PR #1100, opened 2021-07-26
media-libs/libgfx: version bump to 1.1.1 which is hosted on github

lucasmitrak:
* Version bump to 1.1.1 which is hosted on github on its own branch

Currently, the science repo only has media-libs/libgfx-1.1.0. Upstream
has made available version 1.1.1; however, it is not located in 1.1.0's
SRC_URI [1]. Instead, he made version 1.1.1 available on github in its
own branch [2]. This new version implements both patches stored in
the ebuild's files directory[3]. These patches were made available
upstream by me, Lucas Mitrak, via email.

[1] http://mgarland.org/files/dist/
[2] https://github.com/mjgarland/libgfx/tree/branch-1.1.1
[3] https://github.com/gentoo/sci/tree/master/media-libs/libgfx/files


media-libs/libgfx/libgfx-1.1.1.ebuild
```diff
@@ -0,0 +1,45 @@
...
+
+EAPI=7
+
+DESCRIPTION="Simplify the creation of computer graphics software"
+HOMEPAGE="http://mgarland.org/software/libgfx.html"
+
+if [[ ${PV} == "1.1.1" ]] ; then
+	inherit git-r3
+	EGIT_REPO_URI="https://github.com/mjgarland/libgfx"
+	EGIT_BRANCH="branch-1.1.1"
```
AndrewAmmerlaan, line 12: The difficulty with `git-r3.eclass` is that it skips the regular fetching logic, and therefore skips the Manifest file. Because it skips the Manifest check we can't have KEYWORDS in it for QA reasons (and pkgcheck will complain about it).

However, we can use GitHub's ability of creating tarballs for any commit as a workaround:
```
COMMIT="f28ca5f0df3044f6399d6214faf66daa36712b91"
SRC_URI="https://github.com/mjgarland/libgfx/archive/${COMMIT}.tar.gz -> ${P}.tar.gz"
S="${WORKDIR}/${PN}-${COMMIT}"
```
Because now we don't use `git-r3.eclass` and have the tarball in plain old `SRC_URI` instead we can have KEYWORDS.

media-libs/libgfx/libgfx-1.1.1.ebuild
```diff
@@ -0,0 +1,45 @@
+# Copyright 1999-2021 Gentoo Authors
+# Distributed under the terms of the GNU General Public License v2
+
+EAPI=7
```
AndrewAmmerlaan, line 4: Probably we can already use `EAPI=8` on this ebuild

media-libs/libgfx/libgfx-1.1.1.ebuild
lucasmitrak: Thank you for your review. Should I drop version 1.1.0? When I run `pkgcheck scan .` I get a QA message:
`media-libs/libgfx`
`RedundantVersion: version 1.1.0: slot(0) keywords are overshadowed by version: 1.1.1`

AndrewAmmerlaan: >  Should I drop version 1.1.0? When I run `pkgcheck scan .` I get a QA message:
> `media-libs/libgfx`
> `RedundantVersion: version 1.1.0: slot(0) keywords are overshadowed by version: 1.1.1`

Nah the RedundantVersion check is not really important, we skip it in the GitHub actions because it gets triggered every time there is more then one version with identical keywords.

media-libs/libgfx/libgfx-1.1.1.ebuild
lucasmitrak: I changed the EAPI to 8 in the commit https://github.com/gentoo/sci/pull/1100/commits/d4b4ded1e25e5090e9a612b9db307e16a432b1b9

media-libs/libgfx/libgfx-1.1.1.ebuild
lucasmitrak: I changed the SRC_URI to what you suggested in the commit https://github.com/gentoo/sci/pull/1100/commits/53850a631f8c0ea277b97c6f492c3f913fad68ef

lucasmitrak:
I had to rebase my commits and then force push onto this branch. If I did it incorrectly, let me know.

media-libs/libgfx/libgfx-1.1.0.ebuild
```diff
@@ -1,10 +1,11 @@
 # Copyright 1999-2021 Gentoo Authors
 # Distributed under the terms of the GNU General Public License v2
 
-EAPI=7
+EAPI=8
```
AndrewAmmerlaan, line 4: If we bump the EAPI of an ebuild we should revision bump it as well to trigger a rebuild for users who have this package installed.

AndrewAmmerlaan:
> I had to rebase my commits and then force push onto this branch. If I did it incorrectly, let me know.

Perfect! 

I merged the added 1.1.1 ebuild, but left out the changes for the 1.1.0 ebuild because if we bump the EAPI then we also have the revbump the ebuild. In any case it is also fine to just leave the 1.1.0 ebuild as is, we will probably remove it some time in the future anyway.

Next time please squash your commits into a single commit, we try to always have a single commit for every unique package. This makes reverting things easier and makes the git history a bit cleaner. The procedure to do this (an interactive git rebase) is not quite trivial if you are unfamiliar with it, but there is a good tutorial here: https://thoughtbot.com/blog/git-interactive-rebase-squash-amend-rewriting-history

* Task to complete *
Among the entries above, identify all lines with "drop" and copy them.

* Response *
lucasmitrak: Thank you for your review. Should I drop version 1.1.0? When I run `pkgcheck scan .` I get a QA message:
AndrewAmmerlaan: >  Should I drop version 1.1.0? When I run `pkgcheck scan .` I get a QA message:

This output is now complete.